>>>>
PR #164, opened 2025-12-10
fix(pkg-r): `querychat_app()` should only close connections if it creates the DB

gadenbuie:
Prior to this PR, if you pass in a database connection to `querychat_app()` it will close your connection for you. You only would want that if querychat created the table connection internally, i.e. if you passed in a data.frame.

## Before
<<<<
>>>>
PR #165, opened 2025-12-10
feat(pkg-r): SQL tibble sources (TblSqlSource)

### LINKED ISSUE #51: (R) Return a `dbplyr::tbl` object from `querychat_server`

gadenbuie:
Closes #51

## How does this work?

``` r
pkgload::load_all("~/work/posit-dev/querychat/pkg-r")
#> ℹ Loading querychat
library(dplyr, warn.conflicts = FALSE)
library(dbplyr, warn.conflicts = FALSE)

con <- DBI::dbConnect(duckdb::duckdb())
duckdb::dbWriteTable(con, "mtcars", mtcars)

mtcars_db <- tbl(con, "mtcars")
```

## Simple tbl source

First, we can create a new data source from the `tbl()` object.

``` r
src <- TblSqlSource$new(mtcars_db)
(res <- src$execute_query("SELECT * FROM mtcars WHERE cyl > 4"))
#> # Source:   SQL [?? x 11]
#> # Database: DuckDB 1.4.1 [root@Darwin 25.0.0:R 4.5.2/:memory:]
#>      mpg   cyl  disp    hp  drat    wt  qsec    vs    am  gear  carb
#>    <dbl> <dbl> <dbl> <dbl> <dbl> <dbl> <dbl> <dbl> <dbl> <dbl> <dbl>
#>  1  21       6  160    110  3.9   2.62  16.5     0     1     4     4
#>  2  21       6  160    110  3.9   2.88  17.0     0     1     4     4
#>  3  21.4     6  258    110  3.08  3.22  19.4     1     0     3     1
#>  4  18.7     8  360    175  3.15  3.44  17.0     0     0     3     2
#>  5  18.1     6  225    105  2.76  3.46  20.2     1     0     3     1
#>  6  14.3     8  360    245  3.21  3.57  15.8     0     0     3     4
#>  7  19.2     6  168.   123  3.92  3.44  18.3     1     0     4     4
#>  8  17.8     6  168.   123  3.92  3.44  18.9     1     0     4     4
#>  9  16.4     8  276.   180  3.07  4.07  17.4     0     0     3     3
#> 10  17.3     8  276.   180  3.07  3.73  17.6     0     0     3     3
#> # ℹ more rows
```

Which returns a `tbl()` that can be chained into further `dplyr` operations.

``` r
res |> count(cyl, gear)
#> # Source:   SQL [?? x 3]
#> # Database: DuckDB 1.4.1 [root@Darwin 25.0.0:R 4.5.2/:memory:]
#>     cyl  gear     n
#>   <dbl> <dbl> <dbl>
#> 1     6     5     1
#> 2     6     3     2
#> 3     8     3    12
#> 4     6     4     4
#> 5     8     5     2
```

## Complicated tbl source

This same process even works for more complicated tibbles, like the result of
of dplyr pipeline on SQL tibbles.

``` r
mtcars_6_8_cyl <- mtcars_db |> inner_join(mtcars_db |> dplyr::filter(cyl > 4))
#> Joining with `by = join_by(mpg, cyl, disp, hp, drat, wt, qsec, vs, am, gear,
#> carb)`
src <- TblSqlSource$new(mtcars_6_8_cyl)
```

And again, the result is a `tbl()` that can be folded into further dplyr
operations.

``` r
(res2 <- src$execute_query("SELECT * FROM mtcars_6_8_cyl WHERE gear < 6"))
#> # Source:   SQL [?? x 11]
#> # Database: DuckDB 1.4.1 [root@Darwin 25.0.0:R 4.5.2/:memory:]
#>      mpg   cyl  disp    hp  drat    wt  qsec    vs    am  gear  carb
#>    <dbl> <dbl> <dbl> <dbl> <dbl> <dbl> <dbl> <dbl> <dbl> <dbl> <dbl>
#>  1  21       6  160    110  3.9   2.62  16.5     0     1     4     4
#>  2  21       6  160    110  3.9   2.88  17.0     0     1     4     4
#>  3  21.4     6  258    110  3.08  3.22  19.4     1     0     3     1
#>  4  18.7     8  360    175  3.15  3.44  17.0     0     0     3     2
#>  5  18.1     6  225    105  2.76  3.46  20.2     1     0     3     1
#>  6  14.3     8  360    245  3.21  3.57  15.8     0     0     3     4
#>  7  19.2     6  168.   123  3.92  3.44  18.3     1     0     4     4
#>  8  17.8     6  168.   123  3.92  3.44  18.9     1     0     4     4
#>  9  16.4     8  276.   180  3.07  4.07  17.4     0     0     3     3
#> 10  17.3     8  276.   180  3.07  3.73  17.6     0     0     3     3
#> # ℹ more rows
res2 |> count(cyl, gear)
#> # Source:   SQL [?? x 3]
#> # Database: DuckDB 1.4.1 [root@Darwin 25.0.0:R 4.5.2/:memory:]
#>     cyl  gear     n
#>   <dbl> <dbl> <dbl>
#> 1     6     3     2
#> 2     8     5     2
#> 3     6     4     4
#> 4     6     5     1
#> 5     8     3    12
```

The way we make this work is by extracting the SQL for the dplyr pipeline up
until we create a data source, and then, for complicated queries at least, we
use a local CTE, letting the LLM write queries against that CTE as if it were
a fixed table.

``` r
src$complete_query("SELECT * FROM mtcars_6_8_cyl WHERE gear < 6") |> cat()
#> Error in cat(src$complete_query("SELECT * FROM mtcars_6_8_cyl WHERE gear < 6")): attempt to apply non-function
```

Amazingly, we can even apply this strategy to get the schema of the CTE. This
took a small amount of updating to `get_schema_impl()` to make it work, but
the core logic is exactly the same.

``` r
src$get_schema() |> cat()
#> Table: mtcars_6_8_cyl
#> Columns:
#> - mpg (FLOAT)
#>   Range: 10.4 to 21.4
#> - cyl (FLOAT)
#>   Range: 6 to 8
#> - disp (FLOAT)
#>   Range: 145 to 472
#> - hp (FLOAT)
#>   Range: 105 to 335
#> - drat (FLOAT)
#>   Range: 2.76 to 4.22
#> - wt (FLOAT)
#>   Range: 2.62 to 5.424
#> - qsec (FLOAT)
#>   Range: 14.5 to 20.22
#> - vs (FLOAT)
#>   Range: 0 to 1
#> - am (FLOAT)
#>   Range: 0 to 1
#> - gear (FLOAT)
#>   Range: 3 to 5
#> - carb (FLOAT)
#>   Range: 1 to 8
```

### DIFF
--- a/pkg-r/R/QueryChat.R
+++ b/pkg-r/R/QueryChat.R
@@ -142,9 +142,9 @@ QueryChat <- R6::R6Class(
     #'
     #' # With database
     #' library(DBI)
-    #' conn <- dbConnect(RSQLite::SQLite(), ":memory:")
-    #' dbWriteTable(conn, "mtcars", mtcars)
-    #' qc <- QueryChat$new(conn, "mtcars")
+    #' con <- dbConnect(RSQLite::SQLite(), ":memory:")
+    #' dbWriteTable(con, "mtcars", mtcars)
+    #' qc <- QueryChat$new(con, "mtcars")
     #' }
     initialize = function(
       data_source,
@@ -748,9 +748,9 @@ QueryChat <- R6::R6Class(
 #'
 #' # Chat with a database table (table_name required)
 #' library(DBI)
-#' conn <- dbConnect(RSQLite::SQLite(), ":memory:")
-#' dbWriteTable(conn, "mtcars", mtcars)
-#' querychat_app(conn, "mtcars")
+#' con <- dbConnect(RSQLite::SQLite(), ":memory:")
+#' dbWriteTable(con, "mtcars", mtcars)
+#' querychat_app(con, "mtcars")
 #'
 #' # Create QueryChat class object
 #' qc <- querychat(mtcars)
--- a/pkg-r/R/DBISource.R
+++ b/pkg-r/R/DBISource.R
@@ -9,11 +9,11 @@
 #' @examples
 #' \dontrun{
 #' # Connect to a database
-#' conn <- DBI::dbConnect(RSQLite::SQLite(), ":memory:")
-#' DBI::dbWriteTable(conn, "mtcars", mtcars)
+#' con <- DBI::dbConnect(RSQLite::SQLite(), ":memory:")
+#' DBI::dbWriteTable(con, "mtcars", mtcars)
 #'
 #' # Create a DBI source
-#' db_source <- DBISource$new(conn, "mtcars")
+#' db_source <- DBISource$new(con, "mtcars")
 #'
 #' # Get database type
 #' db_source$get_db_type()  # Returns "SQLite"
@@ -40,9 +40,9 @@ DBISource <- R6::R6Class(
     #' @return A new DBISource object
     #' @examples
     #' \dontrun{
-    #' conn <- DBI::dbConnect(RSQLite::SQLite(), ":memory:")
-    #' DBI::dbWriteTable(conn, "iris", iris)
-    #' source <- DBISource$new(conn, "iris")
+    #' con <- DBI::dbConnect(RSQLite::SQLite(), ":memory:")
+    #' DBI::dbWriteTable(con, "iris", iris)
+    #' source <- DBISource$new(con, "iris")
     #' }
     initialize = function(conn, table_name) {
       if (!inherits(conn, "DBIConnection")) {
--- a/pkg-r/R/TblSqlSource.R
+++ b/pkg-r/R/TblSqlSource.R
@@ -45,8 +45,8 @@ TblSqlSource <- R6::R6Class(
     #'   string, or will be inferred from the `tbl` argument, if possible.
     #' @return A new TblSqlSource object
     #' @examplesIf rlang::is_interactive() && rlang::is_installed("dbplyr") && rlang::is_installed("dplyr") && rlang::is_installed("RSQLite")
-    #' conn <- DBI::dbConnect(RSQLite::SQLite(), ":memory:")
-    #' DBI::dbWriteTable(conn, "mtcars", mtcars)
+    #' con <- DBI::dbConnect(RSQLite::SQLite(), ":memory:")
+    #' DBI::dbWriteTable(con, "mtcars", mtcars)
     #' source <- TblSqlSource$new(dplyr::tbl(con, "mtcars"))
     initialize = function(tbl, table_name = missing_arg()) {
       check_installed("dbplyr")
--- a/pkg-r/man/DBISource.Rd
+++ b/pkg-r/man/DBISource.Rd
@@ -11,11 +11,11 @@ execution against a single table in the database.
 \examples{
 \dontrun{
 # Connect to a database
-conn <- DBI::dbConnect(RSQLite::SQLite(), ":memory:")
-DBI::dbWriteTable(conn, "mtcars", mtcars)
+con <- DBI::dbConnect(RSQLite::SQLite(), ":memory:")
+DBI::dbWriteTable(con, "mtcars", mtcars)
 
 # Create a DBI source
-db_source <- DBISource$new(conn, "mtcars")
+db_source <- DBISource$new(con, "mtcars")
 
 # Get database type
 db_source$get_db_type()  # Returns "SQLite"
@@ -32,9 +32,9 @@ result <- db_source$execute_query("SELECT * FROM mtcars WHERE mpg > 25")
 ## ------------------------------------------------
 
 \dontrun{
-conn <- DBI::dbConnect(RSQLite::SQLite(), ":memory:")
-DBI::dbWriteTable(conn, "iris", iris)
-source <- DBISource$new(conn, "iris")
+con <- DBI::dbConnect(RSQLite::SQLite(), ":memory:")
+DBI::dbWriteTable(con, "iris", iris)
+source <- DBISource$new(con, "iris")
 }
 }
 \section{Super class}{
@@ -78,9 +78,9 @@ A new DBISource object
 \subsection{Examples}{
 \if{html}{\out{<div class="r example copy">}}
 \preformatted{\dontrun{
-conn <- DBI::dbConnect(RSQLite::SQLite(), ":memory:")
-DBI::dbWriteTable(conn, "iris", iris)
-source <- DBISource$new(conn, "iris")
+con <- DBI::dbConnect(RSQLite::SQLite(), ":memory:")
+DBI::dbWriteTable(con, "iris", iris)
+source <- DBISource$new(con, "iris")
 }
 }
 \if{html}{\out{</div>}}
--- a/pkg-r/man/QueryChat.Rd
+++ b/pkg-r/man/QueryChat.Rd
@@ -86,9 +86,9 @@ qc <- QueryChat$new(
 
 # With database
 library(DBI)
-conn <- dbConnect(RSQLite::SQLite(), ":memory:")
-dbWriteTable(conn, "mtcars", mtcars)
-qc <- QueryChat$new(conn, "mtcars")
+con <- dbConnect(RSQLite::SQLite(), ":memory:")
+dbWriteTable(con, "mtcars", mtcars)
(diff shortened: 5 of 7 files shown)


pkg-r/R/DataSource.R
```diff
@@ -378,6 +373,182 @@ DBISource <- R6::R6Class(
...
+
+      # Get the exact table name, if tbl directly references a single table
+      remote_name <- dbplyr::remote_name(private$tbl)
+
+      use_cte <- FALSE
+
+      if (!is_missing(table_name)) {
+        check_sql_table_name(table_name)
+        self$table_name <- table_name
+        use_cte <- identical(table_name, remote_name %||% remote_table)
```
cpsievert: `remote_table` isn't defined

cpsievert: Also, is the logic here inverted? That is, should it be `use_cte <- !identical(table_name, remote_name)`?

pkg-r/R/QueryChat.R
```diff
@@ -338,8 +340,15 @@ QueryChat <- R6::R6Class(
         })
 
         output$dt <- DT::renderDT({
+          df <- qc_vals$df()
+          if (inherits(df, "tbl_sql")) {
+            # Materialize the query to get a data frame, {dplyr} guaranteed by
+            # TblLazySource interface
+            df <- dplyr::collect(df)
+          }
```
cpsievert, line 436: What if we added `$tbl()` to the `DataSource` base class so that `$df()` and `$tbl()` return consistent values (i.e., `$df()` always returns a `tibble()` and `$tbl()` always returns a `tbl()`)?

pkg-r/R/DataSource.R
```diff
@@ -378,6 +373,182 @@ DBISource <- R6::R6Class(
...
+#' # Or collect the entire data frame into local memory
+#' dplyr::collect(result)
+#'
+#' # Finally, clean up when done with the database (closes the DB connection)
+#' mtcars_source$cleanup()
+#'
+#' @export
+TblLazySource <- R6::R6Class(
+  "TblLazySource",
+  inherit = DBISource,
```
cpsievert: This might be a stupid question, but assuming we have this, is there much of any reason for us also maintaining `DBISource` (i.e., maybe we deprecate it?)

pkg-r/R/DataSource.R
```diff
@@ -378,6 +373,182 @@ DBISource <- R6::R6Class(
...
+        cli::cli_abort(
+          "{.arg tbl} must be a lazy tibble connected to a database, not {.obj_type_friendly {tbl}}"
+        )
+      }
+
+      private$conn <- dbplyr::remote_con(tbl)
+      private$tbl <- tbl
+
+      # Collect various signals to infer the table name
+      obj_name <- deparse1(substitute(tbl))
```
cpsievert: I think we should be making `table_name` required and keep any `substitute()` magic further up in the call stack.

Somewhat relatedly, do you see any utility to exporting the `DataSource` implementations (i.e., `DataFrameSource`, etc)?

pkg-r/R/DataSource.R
<<<<
Problem statement: Looking at the entries above, say how many lines contain the word "pipeline". Nothing but the number is needed.

Worked solution: 2